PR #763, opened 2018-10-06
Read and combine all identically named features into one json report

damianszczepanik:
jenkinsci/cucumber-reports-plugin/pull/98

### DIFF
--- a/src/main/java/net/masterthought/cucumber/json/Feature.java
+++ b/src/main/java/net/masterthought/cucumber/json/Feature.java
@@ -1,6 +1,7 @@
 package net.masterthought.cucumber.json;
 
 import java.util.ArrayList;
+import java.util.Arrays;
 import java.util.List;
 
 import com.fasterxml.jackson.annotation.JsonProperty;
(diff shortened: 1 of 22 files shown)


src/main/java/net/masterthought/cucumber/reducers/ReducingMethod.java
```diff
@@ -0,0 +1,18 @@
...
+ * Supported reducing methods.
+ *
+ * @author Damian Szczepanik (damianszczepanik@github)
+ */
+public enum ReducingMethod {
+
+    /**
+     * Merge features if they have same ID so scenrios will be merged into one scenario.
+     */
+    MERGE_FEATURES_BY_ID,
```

━━━━━━━━━━

◆ Required work ◆
Restate every record verbatim.

◆ Answer box ◆
PR #763, opened 2018-10-06
Read and combine all identically named features into one json report

damianszczepanik:
jenkinsci/cucumber-reports-plugin/pull/98

### DIFF
--- a/src/main/java/net/masterthought/cucumber/json/Feature.java
+++ b/src/main/java/net/masterthought/cucumber/json/Feature.java
@@ -1,6 +1,7 @@
 package net.masterthought.cucumber.json;
 
 import java.util.ArrayList;
+import java.util.Arrays;
 import java.util.List;
 
 import com.fasterxml.jackson.annotation.JsonProperty;
(diff shortened: 1 of 22 files shown)


src/main/java/net/masterthought/cucumber/reducers/ReducingMethod.java
```diff
@@ -0,0 +1,18 @@
...
+ * Supported reducing methods.
+ *
+ * @author Damian Szczepanik (damianszczepanik@github)
+ */
+public enum ReducingMethod {
+
+    /**
+     * Merge features if they have same ID so scenrios will be merged into one scenario.
+     */
+    MERGE_FEATURES_BY_ID,
```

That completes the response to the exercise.